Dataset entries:

★ ★ ★ ★ ★

PR #2240, opened 2023-07-06
Add ruff rule that prohibits implicit `typing.Optional`

namurphy:
A few years ago, a convention with type hints allowed us to skip using `typing.Optional` when the default value was `None`.  That convention is now not recommended.  This PR applies ruff rule `RUF012` which changes things like `f(x: int = None)` to `f(x: Optional[int] = None)`.

Feel free to merge if this looks good!


JaydenR2305 (approved):
LGTM!

PR #2245, opened 2023-07-12
Add `ParticleTracker`

JaydenR2305:
Implements a general `ParticleTracker` class in the `simulation` module. This class is intended to eventually be the parent class of the `ParticleTracker` in the `charged_particle_radiography` module.


plasmapy/simulation/particle_tracker.py
```diff
@@ -0,0 +1,715 @@
...
+        # self.grid is the grid object
+        if isinstance(grids, AbstractGrid):
+            self.grids = [
+                grids,
+            ]
+        elif isinstance(grids, collections.abc.Iterable):
+            self.grids = grids
+        elif isinstance(grids, BasePlasma):
+            raise TypeError(
+                "This class has been deprecated. Please revert to PlasmaPy version 2023.5.1 to use this version of ParticleTracker."
```
pheuer, line 222: Maybe "It appears you may be trying to access an older version of the ParticleTracker class. This class has been deprecated..."

plasmapy/simulation/tests/test_particle_tracker.py
```diff
@@ -0,0 +1,53 @@
...
+
+        grid.add_quantities(B_z=Bz)
+
+        simulation = ParticleTracker(
+            grid,
+            req_quantities=["E_x", "E_y", "E_z", "B_x", "B_y", "B_z"],
+            verbose=False,
+        )
+
+        x = np.array([[1, 0, 0], [2, 0, 0], [3, 0, 0]]) * u.m
```
pheuer, line 37: Great test! To avoid hardcoding these numbers, you could define v as v_x, determine the corresponding gyroradius r_L using the plasmapy function (for this particle + bfield + perp velocity) R_L, then set the initial position as (0, R_L, 0). That way the particle should orbit around the origin without hardcoding these values.

plasmapy/simulation/particle_tracker.py
```diff
@@ -0,0 +1,759 @@
...
+
+    @property
+    def get_description(self):
+        """The time elapsed stop condition depends on elapsed time,
+        therefore the relevant quantity is time remaining.
+        """
+        return "Time remaining"
+
+    @property
+    def get_units(self):
```
pheuer, line 95: I would return an astropy object here, `u.s`

JaydenR2305:
@pheuer What would you suggest for other tests on the tracker? I could probably do something with ExB drift and measure the distance from the guiding center right?

pheuer:
> @pheuer What would you suggest for other tests on the tracker? I could probably do something with ExB drift and measure the distance from the guiding center, right?

Yeah, that would be a good one. For the gyro-orbit one you already have, you should check that the kinetic energy  before and after hasn't changed. 

Another nice one would be a particle that goes across a constant E-field region and making sure the energy it gains is what you expect.

pheuer:
@JaydenR2305 For now, the gyroradius test is probably a good start, maybe with the ExB one added if you want (and testing each with a few different charges + masses). 

The stopping and saving conditions will all also need tests. Look at the proton radiography film RCF pack tests for an example of how to save to a temporary directory during tests (for the save to disk tests).

plasmapy/simulation/particle_tracker.py
```diff
@@ -0,0 +1,833 @@
...
+    def is_finished(self):
+        """The simulation is finished when no more particles are on any grids."""
+        is_not_on_grid = self._particle_tracker.on_grid == 0
+
+        return is_not_on_grid.all() and self._particle_tracker.iteration_number > 0
+
+    @property
+    def progress(self):
+        """The progress of the simulation is measured by how many particles are no longer on a grid."""
+        is_not_on_grid = self._particle_tracker.on_grid == 0
```
pheuer, line 163: Is `on_grid` on the grid NOW, or on the grid EVER? For this application I the relevant quantity is how many of the particles have ever been on the grid, but are now off. Otherwise it will terminate on the first step when no particles have yet entered the grid. To terminate, we want: 

1) Many particles (say >99%) have entered the grid at some point. 
2) All the particles are now off the grid.

plasmapy/simulation/particle_tracker.py
```diff
@@ -0,0 +1,833 @@
...
+
+        if self._particle_tracker.time - self.time_of_last_save >= self.save_interval:
+            self.time_of_last_save = self._particle_tracker.time
+
+            return True
+        else:
+            return False
+
+
+class AbstractDiskSaveRoutine(AbstractSaveRoutine, ABC):
```
pheuer, line 267: Is there a reason to not just have  `save_to_memory` and `save_to_disk` methods on the abstract save class, then chose which one to call based on a switch variable? I'm thinking that the way you have it now, you'll have to implement two classes for each type of save condtion (e.g. a save to memory class for interval saving, then another one for saving to disk with the same `save_now` function?

plasmapy/simulation/particle_tracker.py
```diff
@@ -0,0 +1,833 @@
...
+
+        self.v[particles_to_stop_mask] = np.NaN
+
+    def _remove_particles(self, particles_to_remove_mask):
+        if len(particles_to_remove_mask) != self.x.shape[0]:
+            raise ValueError(
+                f"Expected mask of size {self.x.shape[0]}, got {len(particles_to_remove_mask)}"
+            )
+
+        self.x[particles_to_remove_mask] = np.NaN
```
pheuer, line 476: Can you add notes to the docstring for this class defining what the NaNs mean (for velocity and position). If both are NaN it means the particle was removed: what if it is stopped?

plasmapy/simulation/particle_tracker.py
```diff
@@ -0,0 +1,833 @@
...
+    ):
+        if not isinstance(stop_condition, AbstractStopCondition):
+            raise TypeError("Please specify a valid stop condition.")
+
+        if not isinstance(save_routine, AbstractSaveRoutine):
+            raise TypeError("Please specify a valid save routine")
+
+        # Will the simulation follow a uniform time step?
+        # This must be the case for certain stopping conditions and saving routines
+        self.is_uniform_time = isinstance(dt, u.Quantity) and isinstance(
```
pheuer, line 667: There are three cases to consider here: 

1) Adaptive timestep (nonuniform) computed separately for every particle , dt=[nparticles,]
2) Adaptive timestep (nonuniform)  but all particles use the same one (the min. of those computed for all particles). This needs to be added as a keyword option somehow, and you should be able to use save functions on this? 
3) Uniformly spaced timesteps (behavior you get if you just set dt to a fixed value).

plasmapy/simulation/tests/test_particle_tracker.py
```diff
@@ -0,0 +1,137 @@
...
+        grid_shape = (num,) * 3
+
+        Bz = np.full(grid_shape, B_strength) * u.T
+        grid.add_quantities(B_z=Bz)
+
+        return ParticleTracker(
+            grid, req_quantities=["E_x", "E_y", "E_z", "B_x", "B_y", "B_z"]
+        )
+
+    @pytest.mark.slow()
```
pheuer, line 39: Just curious: is this actually slow? I'd hope it would be pretty quick for just a couple particles. You only need ~50-100 iterations/gyroperiod and ~10 gyroperiods, so you shouldn't need more than 1000 iterations.

plasmapy/simulation/tests/test_particle_tracker.py
```diff
@@ -0,0 +1,137 @@
...
+
+        # Set the initial position to the gyroradius
+        # This means the particle will orbit the origin
+        R_L = gyroradius(B_strength, self.point_particle, Vperp=v_x)
+        x = np.array([[0, R_L_element.value, 0] for R_L_element in R_L]) * u.m
+
+        simulation = self.instantiate_simulation(B_strength=B_strength)
+        simulation.load_particles(x, v, self.point_particle)
+
+        stop_condition = TimeElapsedStopCondition(10 * u.s)
```
pheuer, line 55: Makes sure the stop condition and dt are something like my comment above so you aren't under or over-resolving

plasmapy/simulation/tests/test_particle_tracker.py
```diff
@@ -0,0 +1,137 @@
...
+
+        positions = np.asarray(save_routine.x_all) * u.m
+        distances = np.linalg.norm(positions, axis=-1)
+
+        assert np.isclose(distances, R_L, rtol=1e-2).all()
+
+    @pytest.mark.slow()
+    @given(arrays(int, (5,), elements=st.integers(1, 100)))
+    @settings(deadline=1e5, max_examples=3)
+    def test_kinetic_energy(self, v_x):
```
pheuer, line 68: I would run the simulation once (maybe in the instantiate method) then just run this test on the same output as the previous test. No need to run it again.

pheuer (commented):
Really good progress! I really like these class stopping and saving routines - that divides things really nicely!

plasmapy/simulation/particle_tracker.py
JaydenR2305: I get `TypeError: Unsupported operand type(s) for ufunc add: 'str,Quantity'`

plasmapy/simulation/particle_tracker.py
JaydenR2305: I think the issue is then how to deal with the output path. Before, the abstract stopping condition class took an argument for the output path, which doesn't apply when saving to memory. I transferred the output directory component of the code to its own class for the sake of being explicit that the output path parameter is only relevant to disk saving routines.

It would be a good idea to implement the `save_to_memory` and `save_to_disk` methods in the abstract class. My only concern would be that the `save_to_disk` method would have to make reference to some sort of `output_path` parameter, which I hesitate to include in the abstract constructor. Maybe this isn't a problem as long as the documentation is clear?

pheuer: Ok, yes I see. In this case I think it's better to have 'output_path' be an optional keyword to the abstract class, then just note in the documentation that it only needs to be specified if saving to disk. `output_dir` might be better, since you should probably save each timestep to a different h5 file. You can add a quick check that `self.output_diri is not None` to the save to disk method to verify it was set.

plasmapy/simulation/tests/test_particle_tracker.py
JaydenR2305: It seems to do fine with a step of dt=1e-2, the resulting relative differences are usually ~5e-2, so these are the parameters I'll use for the assertion. Good catch!

plasmapy/simulation/particle_tracker.py
JaydenR2305: I use this stopping condition in tests related to `test_particle_tracker_potential_difference` to stop the simulation when the particles have reached the end of the grid, and thus no longer require interpolation to determine their simulated final energies. Would you recommend I change the stopping condition to instead focus on particles that have ever entered a grid and have since exited for sake of generality?

plasmapy/simulation/particle_tracker.py
JaydenR2305: I have been using "uniform" to mean that the simulation uses the same time step for all of the particles. Is this term accurate? Or should I switch to something a little less ambiguous.. 

Either way, I fail to account for the case of a uniform adaptive time step, something that should definitely be implemented.

pheuer: I think it's accurate but potential ambiguous, since it could be understood in either way. Maybe the best way to handle this is just by raising appropriate errors if the timestep (stored as dt in the Tracker object) doesn't match the requirements of the save condition?

plasmapy/simulation/particle_tracker.py
pheuer: Got it - no that's fine. I would maybe add the stopping condition for the proton radiography class now though, just in case implementing it requires any changes to this code? Otherwise we'll have to come back and modify these files again when refactoring that.

plasmapy/simulation/particle_tracker.py
```diff
@@ -0,0 +1,835 @@
...
+        # Create flags for tracking when particles during the simulation
+        # on_grid -> zero if the particle is off grid, 1
+        # shape [nparticles, ngrids]
+        self.on_grid = np.zeros([self.nparticles, self.num_grids])
+
+        # Entered grid -> non-zero if particle EVER entered a grid
+        self.entered_grid = np.zeros([self.nparticles])
+
+        # Update the `particle_tracker` attribute so that the stop condition & save routine can be used
+        stop_condition.particle_tracker = self
```
pheuer, line 771: Here you are setting the `particle_tracker` attribute manually, but at least the save routine has a setter method. I think maybe it's best to add a setter method to the stop condition as well, then use those here? That will make it easier to document that this has to be done.

plasmapy/simulation/particle_tracker.py
```diff
@@ -0,0 +1,835 @@
...
+            what fields are felt by the particles. Options are:
+
+            * 'nearest neighbor': Particles are assigned the fields on
+                the grid vertex closest to them.
+            * 'volume averaged' : The fields experienced by a particle are a
+                volume-average of the eight grid points surrounding them.
+
+            The default is 'volume averaged'.
+
+        stop_condition : callable
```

★ ★ ★ ★ ★

Work to complete: Check each line of the records above, and copy those that hold the word "ruff".

Response:
Add ruff rule that prohibits implicit `typing.Optional`
A few years ago, a convention with type hints allowed us to skip using `typing.Optional` when the default value was `None`.  That convention is now not recommended.  This PR applies ruff rule `RUF012` which changes things like `f(x: int = None)` to `f(x: Optional[int] = None)`.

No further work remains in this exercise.